Single by Alex Hepburn

from the album Together Alone
- Released: May 17, 2013
- Genre: R&B; pop rock;
- Length: 3:58
- Label: Warner Music Central Europe
- Songwriters: Alex Hepburn Gary Clark
- Producer: Gary Clark

Alex Hepburn singles chronology
|  | "Under" (2013) | "Miss Misery" (2013) |

= Under (Alex Hepburn song) =

"Under" is a song by English singer-songwriter Alex Hepburn.

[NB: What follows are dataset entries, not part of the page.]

PR #18568, opened 2025-09-24
Add support for caching ScanQuery results

jtuglu1:
### Description

Adds support for result-level caching of scan queries. Despite being a relatively infrequent query type, a small, sustained volume of these queries can put significant load on a cluster as these don't run on processing threads and tend to eat a lot of CPU + return big result sets.

#### Errors/Bugs
This PR also unearthed some bugs w.r.t segment-level cache handling on the Broker, as well as `bySegment` query cache handling in general. All cacheable query types which do not implement a proper mapping of result type `T` to `BySegmentResultValueClass<T>` (in other words, all but `topN` and `search`) will fail in the following scenarios:
- `bySegment:true` is passed in the query context.
- Broker has segment-level cache enabled. This is because [these](https://github.com/apache/druid/blob/-/server/src/main/java/org/apache/druid/client/CachingClusteredClient.java#L313-L314) 2 lines effectively "force" the data node to return in bySegment result format, but caching a bySegment result breaks for all query types except `topN` + `search`, as they have their own custom `BySegmentResultValueClass` classes. This exception is thrown in the [first call](https://github.com/apache/druid/blob/-/server/src/main/java/org/apache/druid/client/CachingClusteredClient.java#L773) to cache entry creation.

An example is as follows:
```
2025-09-28T21:34:48,651 ERROR [main] org.apache.druid.testsEx.indexer.AbstractITBatchIndexTest - Error while running test query at path /indexer/wikipedia_index_schemaless_queries.json
java.lang.RuntimeException: org.apache.druid.java.util.common.ISE: Error while querying[http://localhost:8082/druid/v2/sql] status[500 Server Error] content[{"error":"Unknown exception","errorClass":"java.lang.ClassCastException","host":"historical:8083","errorCode":"legacyQueryException","persona":"OPERATOR","category":"RUNTIME_FAILURE","errorMessage":"class org.apache.druid.query.Result cannot be cast to class org.apache.druid.query.scan.ScanResultValue (org.apache.druid.query.Result and org.apache.druid.query.scan.ScanResultValue are in unnamed module of loader 'app')","context":{"host":"historical:8083","errorClass":"java.lang.ClassCastException","legacyErrorCode":"Unknown exception"}}]
```

Attempts to coerce this new type of object `Result` into `ScanResultValue`, causing errors. Currently, we pin the type of the first template parameter `T` of [CacheStrategy](https://github.com/apache/druid/blob/-/processing/src/main/java/org/apache/druid/query/CacheStrategy.java#L38) to the type of the `Query<T>`, so we cannot support variable input types with `Object` (e.g. sometimes get `ScanResultValue` and sometimes `Result<BySegmentResultValue<ScanResultValue>>`). The conversion between these types is also a bit cumbersome as these return an iterable of `ScanResultValue`, but the segment cache expects a single `ScanResultValue`. Other query types that support `Result<T>` are `Iterable` and therefore are easier to coerce (see [BySegmentTopNResultValue](https://github.com/apache/druid/blob/-/processing/src/main/java/org/apache/druid/query/topn/BySegmentTopNResultValue.java#L33)). I think it would be doable to create a similar BySegment child for each of `ScanResultValue` and `SegmentAnalysis`, if it could be guaranteed that the `getResults()` was always a list of length 1.

##### Before
- Result-level/Segment-level caching did not work for scan queries
##### After
- Result-level caching will work iff:
  - The query is NOT `bySegment`.
- Segment-level caching will work iff:
  - The query is NOT `bySegment`.
  - The node is NOT a broker.

#### Alternatives considered:
I could change `CacheStrategy`'s templating layout and `ScanQuery` and `SegmentMetadataQuery` both get/set their cache values, but given these queries ALREADY return data keyed by segment, it didn't seem worth it. The caching would already be [disabled](https://github.com/apache/druid/blob/-/server/src/main/java/org/apache/druid/client/CachingClusteredClient.java#L805) anyways for these `bySegment` queries. It's also my understanding that `bySegment` is primarily for debugging anyways.

#### Release note

Adds support for result-level caching of scan queries. 

This caching behavior is disabled by default for scan queries. To enable, override the `druid.*.cache.unCacheable` property.

<hr>

This PR has:

- [x] been self-reviewed.

### DIFF
--- a/processing/src/main/java/org/apache/druid/query/CacheStrategy.java
+++ b/processing/src/main/java/org/apache/druid/query/CacheStrategy.java
@@ -62,11 +62,11 @@ public interface CacheStrategy<T, CacheType, QueryType extends Query<T>>
    * @param query            the query to be cached
    * @param willMergeRunners indicates that {@link QueryRunnerFactory#mergeRunners(QueryProcessingPool, Iterable)} will be
    *                         called on the cached by-segment results
-   * @param bySegment        segment level or result level cache
+   * @param segmentLevel        segment level or result level cache
    *
    * @return true if the query is cacheable, otherwise false.
    */
-  default boolean isCacheable(QueryType query, boolean willMergeRunners, boolean bySegment)
+  default boolean isCacheable(QueryType query, boolean willMergeRunners, boolean segmentLevel)
   {
     return isCacheable(query, willMergeRunners);
   }
--- a/processing/src/main/java/org/apache/druid/query/scan/ScanQueryQueryToolChest.java
+++ b/processing/src/main/java/org/apache/druid/query/scan/ScanQueryQueryToolChest.java
@@ -52,6 +52,7 @@ import java.util.Optional;
 public class ScanQueryQueryToolChest extends QueryToolChest<ScanResultValue, ScanQuery>
 {
   private static final byte SCAN_QUERY = 0x13;
+  private static final byte CACHE_STRATEGY_VERSION = 0x1;
   private static final TypeReference<ScanResultValue> TYPE_REFERENCE = new TypeReference<>() {};
 
   private final GenericQueryMetricsFactory queryMetricsFactory;
@@ -219,6 +220,8 @@ public class ScanQueryQueryToolChest extends QueryToolChest<ScanResultValue, Sca
       public byte[] computeCacheKey(ScanQuery query)
       {
         CacheKeyBuilder builder = new CacheKeyBuilder(SCAN_QUERY)
+            .appendByte(CACHE_STRATEGY_VERSION)
+            .appendCacheable(query.getDataSource())
             .appendCacheable(query.getVirtualColumns())
             .appendString(query.getResultFormat().toString())
             .appendLong(query.getScanRowsOffset())
@@ -227,8 +230,9 @@ public class ScanQueryQueryToolChest extends QueryToolChest<ScanResultValue, Sca
             .appendStrings(query.getColumns() != null ? query.getColumns() : List.of())
             .appendString(query.getTimeOrder().toString());
 
-        if (query.getOrderBys() != null && !query.getOrderBys().isEmpty()) {
-          for (OrderBy orderBy : query.getOrderBys()) {
+        List<OrderBy> orderBys = query.getOrderBys();
+        if (orderBys != null) {
+          for (OrderBy orderBy : orderBys) {
             builder.appendString(orderBy.getColumnName())
                    .appendString(orderBy.getOrder().toString());
           }
--- a/processing/src/main/java/org/apache/druid/query/scan/ScanQueryQueryToolChest.java
+++ b/processing/src/main/java/org/apache/druid/query/scan/ScanQueryQueryToolChest.java
@@ -41,6 +41,7 @@ import org.apache.druid.query.QueryRunner;
 import org.apache.druid.query.QueryToolChest;
 import org.apache.druid.query.aggregation.MetricManipulationFn;
 import org.apache.druid.query.cache.CacheKeyBuilder;
+import org.apache.druid.segment.column.ColumnType;
 import org.apache.druid.segment.column.RowSignature;
 import org.apache.druid.utils.CloseableUtils;
 
@@ -221,21 +222,22 @@ public class ScanQueryQueryToolChest extends QueryToolChest<ScanResultValue, Sca
       {
         CacheKeyBuilder builder = new CacheKeyBuilder(SCAN_QUERY)
             .appendByte(CACHE_STRATEGY_VERSION)
-            .appendCacheable(query.getDataSource())
             .appendCacheable(query.getVirtualColumns())
             .appendString(query.getResultFormat().toString())
             .appendLong(query.getScanRowsOffset())
             .appendLong(query.getScanRowsLimit())
             .appendCacheable(query.getFilter())
             .appendStrings(query.getColumns() != null ? query.getColumns() : List.of())
-            .appendString(query.getTimeOrder().toString());
+            .appendCacheable(query.getTimeOrder());
 
         List<OrderBy> orderBys = query.getOrderBys();
         if (orderBys != null) {
-          for (OrderBy orderBy : orderBys) {
-            builder.appendString(orderBy.getColumnName())
-                   .appendString(orderBy.getOrder().toString());
-          }
+          builder.appendCacheables(orderBys);
+        }
+
+        List<ColumnType> columnTypes = query.getColumnTypes();
+        if (columnTypes != null) {
+          builder.appendCacheables(columnTypes);
         }
 
         return builder.build();
--- a/processing/src/main/java/org/apache/druid/query/scan/ScanQueryQueryToolChest.java
+++ b/processing/src/main/java/org/apache/druid/query/scan/ScanQueryQueryToolChest.java
@@ -20,6 +20,7 @@
 package org.apache.druid.query.scan;
 
 import com.fasterxml.jackson.core.type.TypeReference;
+import com.fasterxml.jackson.databind.ObjectMapper;
 import com.google.common.base.Function;
 import com.google.common.base.Functions;
 import com.google.common.collect.Iterables;
@@ -30,22 +31,28 @@ import org.apache.druid.java.util.common.UOE;
 import org.apache.druid.java.util.common.guava.BaseSequence;
 import org.apache.druid.java.util.common.guava.Sequence;
 import org.apache.druid.java.util.common.guava.Sequences;
+import org.apache.druid.query.CacheStrategy;
 import org.apache.druid.query.FrameSignaturePair;
 import org.apache.druid.query.GenericQueryMetricsFactory;
+import org.apache.druid.query.OrderBy;
 import org.apache.druid.query.Query;
 import org.apache.druid.query.QueryMetrics;
 import org.apache.druid.query.QueryRunner;
 import org.apache.druid.query.QueryToolChest;
 import org.apache.druid.query.aggregation.MetricManipulationFn;
+import org.apache.druid.query.cache.CacheKeyBuilder;
+import org.apache.druid.segment.column.ColumnType;
 import org.apache.druid.segment.column.RowSignature;
 import org.apache.druid.utils.CloseableUtils;
 
+import javax.annotation.Nullable;
 import java.util.List;
 import java.util.Map;
 import java.util.Optional;
 
 public class ScanQueryQueryToolChest extends QueryToolChest<ScanResultValue, ScanQuery>
 {
+  private static final byte SCAN_QUERY = 0x13;
   private static final TypeReference<ScanResultValue> TYPE_REFERENCE = new TypeReference<>() {};
 
   private final GenericQueryMetricsFactory queryMetricsFactory;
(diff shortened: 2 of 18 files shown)


processing/src/main/java/org/apache/druid/query/scan/ScanQueryQueryToolChest.java
```diff
@@ -191,6 +198,80 @@ public Sequence<Object[]> resultsAsArrays(final ScanQuery query, final Sequence<
...
+        //   - A query is issued with bySegment:true
+        //   - Segment-level cache is enabled on the broker (in which case it sends bySegment queries to data nodes).
+        return !query.context().isBySegment() && (!segmentLevel || willMergeRunners);
+      }
+
+      @Override
+      public byte[] computeCacheKey(ScanQuery query)
+      {
+        CacheKeyBuilder builder = new CacheKeyBuilder(SCAN_QUERY)
+            .appendCacheable(query.getVirtualColumns())
```
samarthjain, line 225: I see `GroupByQueryToolChest` has a CACHE_STRATEGY_VERSION. I suppose the intent of having versioning is to discard old data from the cache if the cache key structure changes. It would make sense to add it here as well to ensure key evolution doesn't cause any unpleasant gotchas in the future.

processing/src/main/java/org/apache/druid/query/scan/ScanQueryQueryToolChest.java
```diff
@@ -191,6 +198,80 @@ public Sequence<Object[]> resultsAsArrays(final ScanQuery query, final Sequence<
...
+            .appendString(query.getResultFormat().toString())
```
samarthjain, line 226: Do you know if resultFormat is used after getting results out of the result set cache or before the results are written to the cache? If former, we probably can remove it from the cache key.

processing/src/main/java/org/apache/druid/query/scan/ScanQueryQueryToolChest.java
```diff
@@ -191,6 +198,80 @@ public Sequence<Object[]> resultsAsArrays(final ScanQuery query, final Sequence<
...
+            .appendInt(query.getBatchSize())
+            .appendLong(query.getScanRowsOffset())
+            .appendLong(query.getScanRowsLimit())
+            .appendCacheable(query.getFilter())
+            .appendStrings(query.getColumns() != null ? query.getColumns() : List.of())
+            .appendString(query.getTimeOrder().toString());
+
+        if (query.getOrderBys() != null && !query.getOrderBys().isEmpty()) {
```
samarthjain: nit: the empty check can be removed since the iterator in the loop will check that internally. 
```
List<OrderBy> orderBys = query.getOrderBys();
if (orderBys != null) {
    for (OrderBy orderBy : orderBys) {
        builder.appendString(orderBy.getColumnName())
               .appendString(orderBy.getOrder().toString());
    }
}
```

processing/src/main/java/org/apache/druid/query/scan/ScanQueryQueryToolChest.java
```diff
@@ -191,6 +198,80 @@ public Sequence<Object[]> resultsAsArrays(final ScanQuery query, final Sequence<
...
+          for (OrderBy orderBy : query.getOrderBys()) {
+            builder.appendString(orderBy.getColumnName())
+                   .appendString(orderBy.getOrder().toString());
+          }
+        }
+
+        if (query.getColumnTypes() != null && !query.getColumnTypes().isEmpty()) {
```
samarthjain: Same as above.

processing/src/main/java/org/apache/druid/query/scan/ScanQueryQueryToolChest.java
samarthjain, line 225: Interestingly, I don't see datasource being used in the cache key. Is that check performed somewhere else? It would be good to add a test like `testCacheKeyDifferentQueries` where you have everything else the same but the datasource names are different. If the test fails, I suppose we may have discovered a latent bug :)

processing/src/test/java/org/apache/druid/query/scan/ScanQueryQueryToolChestTest.java
```diff
@@ -441,4 +447,247 @@ private static Sequence<ScanResultValue> results3()
...
+        .build();
+
+    ScanQuery query2 = Druids.newScanQueryBuilder()
+        .dataSource("foo")
+        .intervals(new MultipleIntervalSegmentSpec(ImmutableList.of(Intervals.of("2025-01-01/2025-01-02"))))
+        .columns("dim1", "dim3")
+        .resultFormat(ScanQuery.ResultFormat.RESULT_FORMAT_LIST)
+        .build();
+
+    ScanQuery query3 = Druids.newScanQueryBuilder()
```
samarthjain, line 540: Just like you have tests for other fields, it might make sense to separate out the test for result format on its own. Also, we may or may need to have result format as the cache key in which case this test may not be needed.

processing/src/main/java/org/apache/druid/query/scan/ScanQueryQueryToolChest.java
jtuglu1: Good question, I had wondered this. It's the [latter](https://github.com/apache/druid/blob/-/processing/src/main/java/org/apache/druid/query/scan/ScanQueryEngine.java#L178).

processing/src/main/java/org/apache/druid/query/scan/ScanQueryQueryToolChest.java
jtuglu1: This was removed in prior commit, not relevant to the cache.

processing/src/test/java/org/apache/druid/query/scan/ScanQueryQueryToolChestTest.java
jtuglu1: I'll add another test, but it's needed in the cache key.

processing/src/main/java/org/apache/druid/query/scan/ScanQueryQueryToolChest.java
jtuglu1: Yeah, this I had also wondered. Bit of an odd design, but result level cache will actually [append](https://github.com/apache/druid/blob/-/processing/src/main/java/org/apache/druid/query/CacheStrategy.java#L88) datasource/interval already. That also happens [here](https://github.com/apache/druid/blob/-/server/src/main/java/org/apache/druid/client/CachingClusteredClient.java#L870) and [here](https://github.com/apache/druid/blob/-/server/src/main/java/org/apache/druid/client/CachingClusteredClient.java#L850) for both segment-level and result-level cache.

I personally would've just included these in the cache key so it's easily testable e2e but maybe there's some distinction here like sub-queries, etc.

processing/src/main/java/org/apache/druid/query/CacheStrategy.java
```diff
@@ -62,11 +62,11 @@ default boolean isCacheable(QueryType ignoredQuery, boolean ignoredWillMergeRunn
    * @param query            the query to be cached
    * @param willMergeRunners indicates that {@link QueryRunnerFactory#mergeRunners(QueryProcessingPool, Iterable)} will be
    *                         called on the cached by-segment results
-   * @param bySegment        segment level or result level cache
+   * @param segmentLevel        segment level or result level cache
```
maytasm, line 65: nit: whitespace/offset

jtuglu1:
> * Scan query with limit is not cached. This is because the etag is populated after createResultLevelCachePopulator is called, resulting in a null resultLevelCachePopulator.   In case you want to take a look at that in this PR. I'm also fine if we address that later too. Btw this might be a common use case with the LIMIT / OFFSET to support pagination.

I think this can be addressed in a follow-up PR. That would need to materialize in some form of "lazy" `ResultLevelCachePopulator` which would only be created once the etag was populated (e.g. after ClusteredClient is run).

> * I think scan query intentionally did not implement caching. This is because the result set of scan query is typically large and will quickly fill the cache up causing higher cache miss rate. I think we should still make it possible to cache scan query but it should be disable by default given the above reasoning.

I will add this to the default `druid...unCacheable=["scan"]` list. This way users need to opt-in to enable it.

processing/src/main/java/org/apache/druid/query/scan/ScanQueryQueryToolChest.java
```diff
@@ -191,6 +198,76 @@ public Sequence<Object[]> resultsAsArrays(final ScanQuery query, final Sequence<
...
+      {
+        // Currently, there is no bijective mapping from ScanResultValue to Result<BySegmentResultValueClass<ScanResultValue>>.
+        // This means queries will fail if:
+        //   - A query is issued with bySegment:true
+        //   - Segment-level cache is enabled on the broker (in which case it sends bySegment queries to data nodes).
+        return !query.context().isBySegment() && (!segmentLevel || willMergeRunners);
+      }
+
+      @Override
+      public byte[] computeCacheKey(ScanQuery query)
```
maytasm, line 221: Do we need the intervals and timeOrder?

processing/src/main/java/org/apache/druid/query/scan/ScanQueryQueryToolChest.java
```diff
@@ -191,6 +198,76 @@ public Sequence<Object[]> resultsAsArrays(final ScanQuery query, final Sequence<
...
+      }
+
+      @Override
+      public TypeReference<ScanResultValue> getCacheObjectClazz()
+      {
+        return TYPE_REFERENCE;
+      }
+
+      @Override
+      public Function<ScanResultValue, ScanResultValue> prepareForCache(boolean isResultLevelCache)
```
maytasm, line 260: Why are the cache for other queryType converting to Object?

jtuglu1: Because of perSegment query result type (it can be `BySegmentResultValue<T>` or the actual value `T`). See the explanation in the PR description.

processing/src/main/java/org/apache/druid/query/scan/ScanQueryQueryToolChest.java
jtuglu1: See my comment above. Samarth asked the same question.

maytasm: We don't need the intervals but will still need timeOrder and maybe columnTypes too

maytasm (approved):
Please address the comment on the computeCacheKey and add release note regarding the change in default for the unCacheable property

processing/src/main/java/org/apache/druid/query/scan/ScanQueryQueryToolChest.java
jtuglu1: [timeOrder](https://github.com/jtuglu1/druid/blob/afa7936c499bf385eb1e96256a8b35c3a2a5d62d/processing/src/main/java/org/apache/druid/query/scan/ScanQueryQueryToolChest.java#L231) is already there

jtuglu1: Adding back columnTypes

It was released on May 17, 2013 as the lead single from her debut album, Together Alone.

==Track listing==

| No. | Title | Length |
|---|---|---|
| 1. | "Under" (written by Alex Hepburn and Gary Clark) | 3:58 |
| 2. | "Woman" (written by Mc Vey, Sharp, Cherry) | 3:28 |

== Charts ==

===Weekly charts===

Weekly chart performance for "Under"
| Chart (2012–14) | Peak position |
|---|---|
| Austria (Ö3 Austria Top 40) | 62 |
| Belgium (Ultratop 50 Flanders) | 10 |
| Belgium (Ultratop 50 Wallonia) | 2 |
| Czech Republic Airplay (ČNS IFPI) | 1 |
| France (SNEP) | 2 |
| Germany (GfK) | 34 |
| Hungary (Rádiós Top 40) | 39 |
| Netherlands (Tipparade) | 19 |
| Poland Airplay (ZPAV) | 2 |
| Russia Airplay (TopHit) | 6 |
| Slovakia Airplay (ČNS IFPI) | 11 |
| Switzerland (Schweizer Hitparade) | 5 |
| Ukraine Airplay (TopHit) | 4 |

===Year-end charts===

2013 year-end chart performance for "Under"
| Chart (2013) | Position |
|---|---|
| Belgium (Ultratop Flanders) | 59 |
| Belgium (Ultratop Wallonia) | 12 |
| France (SNEP) | 18 |
| Russia Airplay (TopHit) | 51 |
| Switzerland (Schweizer Hitparade) | 16 |
| Ukraine Airplay (TopHit) | 39 |

2014 year-end chart performance for "Under"
| Chart (2014) | Position |
|---|---|
| Russia Airplay (TopHit) | 92 |

=== Decade-end charts ===

2010s decade-end chart performance for "Under"
| Chart (2010s) | Position |
|---|---|
| Ukrainian Airplay (TopHit) | 179 |

==Certifications==

Certifications for "Under"
| Region | Certification | Certified units/sales |
| Belgium (BRMA) | Gold | 15,000^{*} |
| France (SNEP) | Gold | 75,000^{*} |
| Switzerland (IFPI Switzerland) | Platinum | 30,000^{^} |
^{*} Sales figures based on certification alone. ^{^} Shipments figures based on certification alone.